The New Colonialists - The American Spectator | USA News and Politics
The New Colonialists
by

I’ve been called a lot of things in my day, but never a colonialist. That is, until now.

Our neighborhood anarchists — grubby twenty-somethings who squat in abandoned buildings and wage war on local business owners’ surveillance cameras — have begun using that term to describe people like me: yuppies who move to a down-and-out urban area and purchase and rehab a dilapidated house.

Not only that, but we homeowners (the so-called gentry class) have the cheek to become involved in our communities in the hopes of making our streets more livable. Some of us even attend neighborhood meetings, organize neighborhood watch groups, pick up litter and report crime to the police.

What could possibly be wrong with that, you ask?

It’s a textbook case of gentrification, that’s what. Or worst case, it’s the new colonialism.

The term gentrification has been around since the 1960s. Our local hipsters, on the local hipster website, define the term as: the process of renovating and improving (especially a house or district) so that it conforms to middle-class taste. [It] is entwined with issues of politics, class, and race” (my emphasis).

There it is again, that appalling “middle-class taste.” What could be more despicable? You wouldn’t think that buying a former crack house and turning it into a nice home would be “entwined with issues of politics, class and race,” but you would be mistaken.

Evidently, what makes homeowners like me so contemptible is that by purchasing and renovating a ramshackle house, by taking care of my property, and by working to make my street safer, I am potentially raising the value of my property. And if enough people like me move into my neighborhood (sadly, this is unlikely), it just might become a decent place to live.
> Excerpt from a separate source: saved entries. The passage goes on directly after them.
PR #453, opened 2023-10-23
Update yaml.properties

sbaudoin:
Added version 1.8.0
Project dashboard: https://sonarcloud.io/project/overview?id=sbaudoin_sonar-yaml

### DIFF
--- a/yaml.properties
+++ b/yaml.properties
@@ -1,15 +1,21 @@
 category=Languages
 description=Allows the analysis of YAML documents
 homepageUrl=https://github.com/sbaudoin/sonar-yaml
-archivedVersions=1.5.2,1.6.0
-publicVersions=1.7.0
+archivedVersions=1.5.2,1.6.0,1.7.0
+publicVersions=1.8.0
 
 defaults.mavenGroupId=com.github.sbaudoin
 defaults.mavenArtifactId=sonar-yaml-plugin
 
 
+1.8.0.description=Brings support for SonarQube 9.4+ and 10; adds a rule and improves some others; fixes some issues
+1.8.0.sqVersions=[8.9,LATEST]
+1.8.0.date=2023-10-23
+1.8.0.changelogUrl=https://github.com/sbaudoin/sonar-yaml/releases/tag/v1.8.0
+1.8.0.downloadUrl=https://github.com/sbaudoin/sonar-yaml/releases/download/v1.8.0/sonar-yaml-plugin-1.8.0.jar
+
 1.7.0.description=Allows rule customization from a local .yamllint file and fixes some documentation inconsistencies
-1.7.0.sqVersions=[8.9,LATEST]
+1.7.0.sqVersions=[8.9,9.3.*]
 1.7.0.date=2021-11-24
 1.7.0.changelogUrl=https://github.com/sbaudoin/sonar-yaml/releases/tag/v1.7.0
 1.7.0.downloadUrl=https://github.com/sbaudoin/sonar-yaml/releases/download/v1.7.0/sonar-yaml-plugin-1.7.0.jar


yaml.properties
```diff
@@ -1,15 +1,21 @@
...
 
+1.8.0.description=Brings support for SonarQube 9.4+ and 10; adds a rule and improves some others; fixes some issues
+1.8.0.sqVersions=[8.9,LATEST]
+1.8.0.date=2023-10-23
+1.8.0.changelogUrl=https://github.com/sbaudoin/sonar-yaml/releases/tag/v1.8.0
+1.8.0.downloadUrl=https://github.com/sbaudoin/sonar-yaml/releases/download/v1.8.0/sonar-yaml-plugin-1.8.0.jar
+
 1.7.0.description=Allows rule customization from a local .yamllint file and fixes some documentation inconsistencies
-1.7.0.sqVersions=[8.9,LATEST]
+1.7.0.sqVersions=[8.9,9.3.*]
```
ganncamp, line 18: Since the previous end value for this range was `LATEST`, the new value needs to be the current version. Otherwise, your users on 9.4+ won't be prompted to upgrade.

yaml.properties
```diff
@@ -1,15 +1,21 @@
...
-publicVersions=1.7.0
+archivedVersions=1.5.2,1.6.0,1.7.0
+publicVersions=1.8.0
 
 defaults.mavenGroupId=com.github.sbaudoin
 defaults.mavenArtifactId=sonar-yaml-plugin
 
 
+1.8.0.description=Brings support for SonarQube 9.4+ and 10; adds a rule and improves some others; fixes some issues
+1.8.0.sqVersions=[8.9,LATEST]
```
ganncamp, line 12: Anything older than 9.9 is officially EOL. This probably needs to start at 9.9

yaml.properties
```diff
@@ -1,15 +1,21 @@
...
-archivedVersions=1.5.2,1.6.0
-publicVersions=1.7.0
+archivedVersions=1.5.2,1.6.0,1.7.0
+publicVersions=1.8.0
 
 defaults.mavenGroupId=com.github.sbaudoin
 defaults.mavenArtifactId=sonar-yaml-plugin
 
 
+1.8.0.description=Brings support for SonarQube 9.4+ and 10; adds a rule and improves some others; fixes some issues
```
ganncamp, line 11: 9.4 is pretty old at this point. Could you maybe talk about 9.9 instead, please?

ganncamp (changes requested):

yaml.properties
sbaudoin: Why not. The thing is that 1.7 is known not to work with SQ 9.4 and beyond but version 1.8 works with SQ 9.4 and beyond. I just wanted to be as sharp as possible in the versions and allow the SQ 9.x users to be able to use the latest available version as it now works as of SQ 9.4.

Still want to mention 9.9 only?

yaml.properties
sbaudoin: The problem is that 1.7 does not work with SQ 9.4+

yaml.properties
```diff
@@ -1,15 +1,21 @@
...
-publicVersions=1.7.0
+archivedVersions=1.5.2,1.6.0,1.7.0
+publicVersions=1.8.0
 
 defaults.mavenGroupId=com.github.sbaudoin
 defaults.mavenArtifactId=sonar-yaml-plugin
 
 
+1.8.0.description=Brings support for SonarQube 9 LTS and 10; adds a rule and improves some others; fixes some issues
+1.8.0.sqVersions=[9.9.*,LATEST]
```
ganncamp, line 12: It turns out you can't use a wildcard at the start of a range. This needs to start with `9.9`

ganncamp (approved):

ganncamp (approved):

That’s not to say there are no negative effects to gentrification. Sometimes an urban pioneering couple will purchase a rental property from some soulless slumlord who wants to get out of the business, and thereby take that particular piece of low-income housing off the market. This, of course, reduces the number of low-income/government subsidized housing units and forces would-be renters to find housing in some other dangerous, noise and litter-infested neighborhood, which is apparently a cruel injustice. Or so the argument goes.
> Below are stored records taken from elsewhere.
PR #457, opened 2023-11-15
YAML: new versions 1.8.1, 1.9.0 and 1.9.1

sbaudoin:
Fixes a blocking error

### DIFF
--- a/yaml.properties
+++ b/yaml.properties
@@ -1,7 +1,7 @@
 category=Languages
 description=Allows the analysis of YAML documents
 homepageUrl=https://github.com/sbaudoin/sonar-yaml
-archivedVersions=1.5.2,1.6.0,1.7.0,1.8.0,1.8.1,1.9.0
+archivedVersions=1.5.2,1.6.0,1.7.0,1.8.0
 publicVersions=1.9.1
 
 defaults.mavenGroupId=com.github.sbaudoin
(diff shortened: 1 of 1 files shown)


yaml.properties
```diff
@@ -1,14 +1,20 @@
...
 
+1.9.0.description=Brings 2 new rules and improves some others
+1.9.0.sqVersions=[9.9,LATEST]
+1.9.0.date=2023-11-20
+1.9.0.changelogUrl=https://github.com/sbaudoin/sonar-yaml/releases/tag/v1.9.0
+1.9.0.downloadUrl=https://github.com/sbaudoin/sonar-yaml/releases/download/v1.9.0/sonar-yaml-plugin-1.9.0.jar
+
 1.8.1.description=Fixes an issue that could raise an UnsupportedOperationException when highlighting code
-1.8.1.sqVersions=[9.9,LATEST]
+1.8.1.sqVersions=[9.9,10.2.*]
```
ganncamp, line 17: This range should end with the current version: 10.3

ganncamp (changes requested):

yaml.properties
```diff
@@ -1,15 +1,32 @@
...
+
+1.8.1.description=Fixes an issue that could raise an UnsupportedOperationException when highlighting code
+1.8.1.sqVersions=[9.9,10.3]
+1.8.1.date=2023-11-16
+1.8.1.changelogUrl=https://github.com/sbaudoin/sonar-yaml/releases/tag/v1.8.1
+1.8.1.downloadUrl=https://github.com/sbaudoin/sonar-yaml/releases/download/v1.8.1/sonar-yaml-plugin-1.8.1.jar
 
 1.8.0.description=Brings support for SonarQube 9 LTS and 10; adds a rule and improves some others; fixes some issues
-1.8.0.sqVersions=[9.9,LATEST]
+1.8.0.sqVersions=[9.9,10.2.*]
```
ganncamp, line 29: I think I missed something on my first review. First, this range should (also) end with the current version. Second, there's no need to register and archive 1.8.1 and 1.9.0. There's no point is adding a plugin version to send it straight to the archive and it's acceptable to skip versions/numbers in this file

ganncamp (changes requested):

yaml.properties
sbaudoin: OK, so I skip versions 1.8.1 and 1.9.0.

ganncamp (approved):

NEW COLONIALISM is a whole other matter. It is not just idealistic urban pioneers passively displacing the poor from their neighborhoods — neighborhoods that forty or fifty years ago were made up of the working class — it is a more aggressive form of gentrification and comes complete with racial overtones.

Here, in the words of a stereotypical unrepentant socialist academic, is how people like me exploit the poor:

Gentrification is a continuum of modern man’s land and human exploitation. Similar to colonialism, gentrification not only usurps local and economic power to newer and often wealthier residents, there are also implied class and racial components attached to it as well. A number of individuals amass wealth and power through gentrification…both gentrification and colonialism require an economically empowered few…to economically and politically displace one group for another, while achieving financial gain and political power.
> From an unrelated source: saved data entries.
PR #481, opened 2023-12-14
sonar-l10-ru 10.2.1

nixel2007:
Hello! Here is a fixed version for 10.2 version of l10n-ru plugin.

10.3 incoming.


nixel2007:
Superseded by #482

PR #498, opened 2024-01-30
archive current version

ganncamp:
Fixes job failure; jar is no longer downloadable.


antoine-vigneau-sonarsource (approved):
All good!! 🙏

The individuals supposedly amassing wealth are, of course, the capitalists, i.e., the landlords, contractors, real estate developers, and bankers. With the exception of the drug dealers, I have yet to see anyone amassing wealth in my neighborhood. Though, unlike the opponents of gentrification, I would not have a problem with that.

Here in St. Louis the gentry class is by no means affluent or powerful. They are, with the exception of me, liberal, lower-middle class idealists who work in social services or nonprofits or own small unsustainable businesses. All are guilt-ridden Obama supporters who moved to the city because they loathe the “staid, conformist suburbs” and longed to live among the “real people.”

Far from being demonized, the gentry class ought to be prized for leaving the security of the suburbs and risking everything on a ramshackle house in the ghetto, for bringing a semblance of order and stability to deteriorating neighborhoods, and, not least, for making city life a bit more tolerable.